I like the idea of using wood for a bench for your lathe.  My 9" SBL has been on junky wooden benches ever since it was born.  Never had any issues with it.  The trick is, leave the bolts snug on the tailstock end of the bed.  This allows movement in the bench without affecting the lathe bed.  It's been working for me for the last 68 years and still cuts true. 

Ken


----------



## pineyfolks (Oct 12, 2017)

My 9" south bend lathe is still on al stand from the 40's.
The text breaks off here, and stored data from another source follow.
PR #4884, opened 2017-08-11
Add queue settings to docs

urso:


libbeat/docs/generalconfig.asciidoc
```diff
@@ -103,3 +103,70 @@ processors in your config.
...
+
+Example configuration:
+
+[source,yaml]
+------------------------------------------------------------------------------
+queue.mem:
+  events: 4096
+------------------------------------------------------------------------------
+
+==== Configure the Memory Qeueue
```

It's a 2x2 angle iron frame with a wooden top covered with 1/8" metal.  Still seems to be holding up fine after all those years.


----------



## Glenn Brooks (Oct 12, 2017)

4gsr said:


> Glenn,
> 
> I like the idea of using wood for a bench for your lathe.  My 9" SBL has been on junky wooden benches ever since it was born.  Never had any issues with it.  The trick is, leave the bolts snug on the tailstock end of the bed.  This allows movement in the bench without affecting the lathe bed.  It's been working for me for the last 68 years and still cuts true.
> 
> Ken



Ken, 

Thanks for the tip on snugging down the tailstock bolts.  One question - if the headstock feet are not bolted down to,the bench,  how does one level the lathe?

Thanks
Glenn


----------



## Charles Spencer (Oct 13, 2017)

I built a version of a wooden bench from plans I got from an old Popular Mechanics.  I used 1" planks for the top with 2"x4" braces centered every 12".  It's worked fine for me.


----------



## 4GSR (Oct 13, 2017)

Glenn Brooks said:


> Ken,
> 
> Thanks for the tip on snugging down the tailstock bolts.  One question - if the headstock feet are not bolted down to,the bench,  how does one level the lathe?
> 
> ...



I've never leveled it.  The bench/ cabinet it's on is somewhat leveled and that's as close as it has ever been leveled.   That's why I leave the bolt loose on the tailstock end of the bed, so no twist is induced into the bed that would cause alignment problems.  Look at some of the old South Bend Lathe catalogs, virtually every one of them show the 9" lathe on some type of wooden bench.  I love to get my hands on a old SBL wooden cabinet they offered back in the late 1930's.  Anyone who mounts a lathe on a rigid metal stand will have to level it, or at least level the stand and leave the tailstock bolts loose.  May have to shim up under the tailstock end of the bed if any gap exists.   Now, the 9" lathes that had the cast iron bases with the underneath motor countershaft setup, those lathes have to be leveled.  
Glen, you don't have to listen to me, build the bench as you like to have it.  There is no right or wrong way to do it as long as it is sturdy enough to support and handle your lathe, rather it's wood or metal.  Some of these sheet metal stands that come with some of the Asian made lathes scare the crap out of me!

Ken


----------



## 4GSR (Oct 13, 2017)

Charles Spencer said:


> I built a version of a wooden bench from plans I got from an old Popular Mechanics.  I used 1" planks for the top with 2"x4" braces centered every 12".  It;s worked fine for me.
> 
> View attachment 244078
> View attachment 244077


Charles,

That is an excellent set of plans to follow by for a wooden bench!

Ken


----------



## pineyfolks (Oct 13, 2017)

The only thing I added was a backsplash and chip tray. The drawers and shelf underneath are wooden also.


----------



## rock_breaker (Oct 13, 2017)

My father mounted my Clausing MKlll on a home-made wooden bench very similar to Charles Spencer's photo.
He added 2 drawers under the 2 x 8 frame around the top. I have increased the table leg dimensions to 4 x 4 and added a 0.5" sheet of plywood on top which is sealed with polyurethane. I have leveled it on the frame shop floor and it IMHO is quite stable.
Have a good day
Ray


----------



## Glenn Brooks (Oct 13, 2017)

Thanks all, for great replies and photos. Photos are worth a 1000 words, as the old saying goes. Glad so many people have had positive responses about wood tables. 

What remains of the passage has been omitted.